CorbisSpontan im Meeting aufstehen oder auf der Firmenfeier munter drauflos plappern, das fällt introvertierten Menschen schwer. Im Berufsalltag werden sie deshalb vom Chef häufig übersehen. Doch das lässt sich ändern.

http://www.spiegel.de/karriere/beruf...-a-918268.html
  1. #1

    Bin ich introvertiert, wenn ich in einem Meeting oder bei einer Diskussion nicht immer meinen Senf dazugeben muss, sondern einfach der Diskussion folge? Persönlich stelle ich dabei nämlich fest, dass mindestens 70% Schwachsinn ist, der entweder längst ausdiskutiert ist, bei dem bereits festgestellt wurde, dass sowieso keine Einigkeit erzielt werden wird oder der einfach am Thema vorbei geht. 25% ist Wichtigtuerei von Schaumschlägern und Blendern, den man sowieso nicht kommentieren muss.

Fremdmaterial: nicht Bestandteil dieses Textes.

PR #1042, opened 2021-04-06
MINIFICPP-1457 - Implement InputRequirements

adam-markovics:

### For all changes:
     in the commit message?

### For code changes:

### Note:


libminifi/include/core/Annotation.h
```diff
@@ -0,0 +1,77 @@
...
+#include <string>
+
+namespace org {
+namespace apache {
+namespace nifi {
+namespace minifi {
+namespace core {
+
+template <typename T>
+struct AnnotationBase {
```
adamdebreceni, line 30: are more kinds of annotations in the works? if so, we could drop the default definition, and specialize on `Annotation<EInputRequirement>` thus we wouldn't need the `InputRequirementAnnotationBase` anymore

extensions/standard-processors/processors/TailFile.h
```diff
@@ -71,7 +71,7 @@ enum class Mode {
   SINGLE, MULTIPLE, UNDEFINED
 };
 
-class TailFile : public core::Processor {
+class TailFile : public core::Processor, public core::InputRequirementAnnotation<core::EInputRequirement::INPUT_FORBIDDEN> {
```
adamdebreceni, line 74: we could introduce an `annotation` namespace in `core` and provide type aliases for these, like `core::annotation::InputForbidden`, this might make it more compact

libminifi/include/core/Annotation.h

Leider sind diese 25% dann bei Chef gut angesehen.
  2. #2

    Zitat von Artikel
    "Sag' doch auch mal was"
    Das ist dasselbe, als würde man zu einem Alkoholabhängigen sagen: "Hör doch auf zu trinken" oder zu einem Deprimierten: "Sei doch nicht so traurig". Man muss da einen Pack-an finden, sonst wird das nix.
  3. #3

    Pareto ...

    lässt grüßen. 80% der Redebeiträge in einem Meeting sind Wiederholungen von Extrovertierten, die auch so nichts Substantielles beizutragen haben. Insofern verursachen diese überproportional hohe Kosten. Aber das wird ja schon in der Schule gelehrt, weil dort die "Beteiligung am Unterricht" einen viel zu hohen Stellenwert genießt.
  4. #4

    Zitat von noalk Beitrag anzeigen
    lAber das wird ja schon in der Schule gelehrt, weil dort die "Beteiligung am Unterricht" einen viel zu hohen Stellenwert genießt.
    Meines Wissens nach ca. 50 Prozent der Zeugnisnote. Auch wenn manche nur Wiederholen, ihre unreflektierte Meinung abgeben, um so eine Diskussion loszutreten usw. Ich hatte in meiner Schulzeit nie verstanden, wie man mit Störung des Unterrichtes auch noch belohnt wird. Man könnte viel mehr lernen bzw. lehren, wenn manche einfach mal lernen, wann sie den Mund aufzumachen haben.
  5. #5

    Hochsensibilität und Introvertiertheit

    Viele Menschen wirken introvertiert, sind es aber nicht zwangsläufig. Ich selber bin auch sehr empfindlich gegen Lärm (Großraumbüro ist der Horror für mich) und Überreizungen. Dadurch zieht man sich als Selbstschutz zurück, braucht mehr Ruhephasen als andere und wirkt für andere introvertiert. Ursache ist das Phänomen der "Hochsensibilität", auf das ich vor zwei Jahren gestoßen bin. Beschrieben und erforscht wurde es von der amerikan. Wissenschaftlerin Elaine N. Aron. Jeder, der als introvertiert angesehen wird, sich selber aber nicht so einschätzen würde, sollte sich einmal Arons Bücher anschauen, und sich nicht gleich selber den Stempel "introvertiert" aufdrücken lassen.
  6. #6

    Introvertiert - und liebe es :-)

    Oh wie schade, dass Introvertierte oft nur auf ein Bild reduziert werden von schuechternen, schweigsamer Wesen, die den Kontakt mit anderen scheuen, nichts zu sagen haben, etc.. Obwohl einige Introvertierte so ERSCHEINEN moegen, v.a. auf den ersten Blick, ist das wirklich nicht angebracht als generalisierte Beschreibung, und es ist schade, dass SPON das nicht ein wenig differenzierter darstellt. (Ich gestehe, ich habe das Buch nicht gelesen, auf dem der Beitrag basiert.)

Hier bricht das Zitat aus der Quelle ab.